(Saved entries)
::::::::

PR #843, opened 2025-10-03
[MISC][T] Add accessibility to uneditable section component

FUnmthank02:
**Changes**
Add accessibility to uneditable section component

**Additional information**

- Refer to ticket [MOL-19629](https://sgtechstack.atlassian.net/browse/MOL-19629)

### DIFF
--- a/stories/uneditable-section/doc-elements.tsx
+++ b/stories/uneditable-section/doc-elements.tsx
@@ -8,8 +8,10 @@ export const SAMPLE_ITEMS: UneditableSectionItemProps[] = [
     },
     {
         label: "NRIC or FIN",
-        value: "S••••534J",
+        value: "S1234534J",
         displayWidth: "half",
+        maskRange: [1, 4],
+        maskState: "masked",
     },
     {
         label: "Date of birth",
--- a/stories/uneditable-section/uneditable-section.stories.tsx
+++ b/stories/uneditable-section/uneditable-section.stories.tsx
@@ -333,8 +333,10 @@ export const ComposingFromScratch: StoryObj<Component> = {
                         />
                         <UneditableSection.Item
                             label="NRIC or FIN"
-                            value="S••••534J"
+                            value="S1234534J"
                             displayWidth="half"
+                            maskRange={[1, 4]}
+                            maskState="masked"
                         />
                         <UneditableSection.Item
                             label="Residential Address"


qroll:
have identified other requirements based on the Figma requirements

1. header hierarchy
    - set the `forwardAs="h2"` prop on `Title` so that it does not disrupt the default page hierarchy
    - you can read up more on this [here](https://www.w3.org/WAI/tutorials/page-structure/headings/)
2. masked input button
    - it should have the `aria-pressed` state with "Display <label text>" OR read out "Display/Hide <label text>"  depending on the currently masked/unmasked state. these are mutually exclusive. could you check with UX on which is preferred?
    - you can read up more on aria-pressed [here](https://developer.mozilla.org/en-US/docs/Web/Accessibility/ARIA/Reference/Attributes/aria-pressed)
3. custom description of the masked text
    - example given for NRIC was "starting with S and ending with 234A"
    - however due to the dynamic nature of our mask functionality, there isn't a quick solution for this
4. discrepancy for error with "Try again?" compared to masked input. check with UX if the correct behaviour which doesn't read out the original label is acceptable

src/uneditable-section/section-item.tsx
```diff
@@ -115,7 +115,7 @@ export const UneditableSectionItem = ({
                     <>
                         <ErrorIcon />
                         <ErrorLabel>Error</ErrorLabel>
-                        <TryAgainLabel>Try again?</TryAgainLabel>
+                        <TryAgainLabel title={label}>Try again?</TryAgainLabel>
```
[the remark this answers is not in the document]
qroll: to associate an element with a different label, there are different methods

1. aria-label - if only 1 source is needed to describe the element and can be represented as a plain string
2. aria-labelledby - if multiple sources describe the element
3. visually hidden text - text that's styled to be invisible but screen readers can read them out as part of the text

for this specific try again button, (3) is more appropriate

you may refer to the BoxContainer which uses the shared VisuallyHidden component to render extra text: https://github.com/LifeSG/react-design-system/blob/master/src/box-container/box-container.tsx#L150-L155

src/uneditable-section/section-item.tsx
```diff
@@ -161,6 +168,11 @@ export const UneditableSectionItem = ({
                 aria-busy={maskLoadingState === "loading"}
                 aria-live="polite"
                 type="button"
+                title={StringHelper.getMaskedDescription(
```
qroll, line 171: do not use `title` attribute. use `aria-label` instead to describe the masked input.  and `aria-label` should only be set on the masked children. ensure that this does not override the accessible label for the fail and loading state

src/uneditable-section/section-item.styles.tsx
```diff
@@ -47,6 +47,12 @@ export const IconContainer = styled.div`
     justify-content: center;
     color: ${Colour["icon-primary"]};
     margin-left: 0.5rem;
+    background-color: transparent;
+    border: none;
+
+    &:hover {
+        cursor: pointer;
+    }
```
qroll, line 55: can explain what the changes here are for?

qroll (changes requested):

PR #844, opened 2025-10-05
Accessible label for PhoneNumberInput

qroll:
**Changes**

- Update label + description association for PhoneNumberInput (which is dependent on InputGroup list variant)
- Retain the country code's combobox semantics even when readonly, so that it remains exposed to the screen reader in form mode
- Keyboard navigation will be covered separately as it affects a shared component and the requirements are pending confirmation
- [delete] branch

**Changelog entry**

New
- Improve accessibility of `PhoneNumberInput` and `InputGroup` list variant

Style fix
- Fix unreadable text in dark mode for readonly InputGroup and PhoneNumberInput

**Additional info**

::::::::

- _Work request_
All that should be written out is the stretch of lines above between the one holding "- example given" and the one holding "- however due", inclusive, exactly as given.

- _Written reply_
    - example given for NRIC was "starting with S and ending with 234A"
    - however due to the dynamic nature of our mask functionality, there isn't a quick solution for this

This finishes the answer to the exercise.